-- PROBLEM DETAILS --
Could you transcribe every record below exactly as it stands?
┌────────
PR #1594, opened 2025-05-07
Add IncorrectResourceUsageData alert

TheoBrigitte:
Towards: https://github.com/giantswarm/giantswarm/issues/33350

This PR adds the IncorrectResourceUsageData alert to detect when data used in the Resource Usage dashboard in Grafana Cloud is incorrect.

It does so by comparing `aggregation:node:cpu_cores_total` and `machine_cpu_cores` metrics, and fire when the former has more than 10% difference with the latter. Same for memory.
└────────
-- ANSWER BOX --
PR #1594, opened 2025-05-07
Add IncorrectResourceUsageData alert

TheoBrigitte:
Towards: https://github.com/giantswarm/giantswarm/issues/33350

This PR adds the IncorrectResourceUsageData alert to detect when data used in the Resource Usage dashboard in Grafana Cloud is incorrect.

It does so by comparing `aggregation:node:cpu_cores_total` and `machine_cpu_cores` metrics, and fire when the former has more than 10% difference with the latter. Same for memory.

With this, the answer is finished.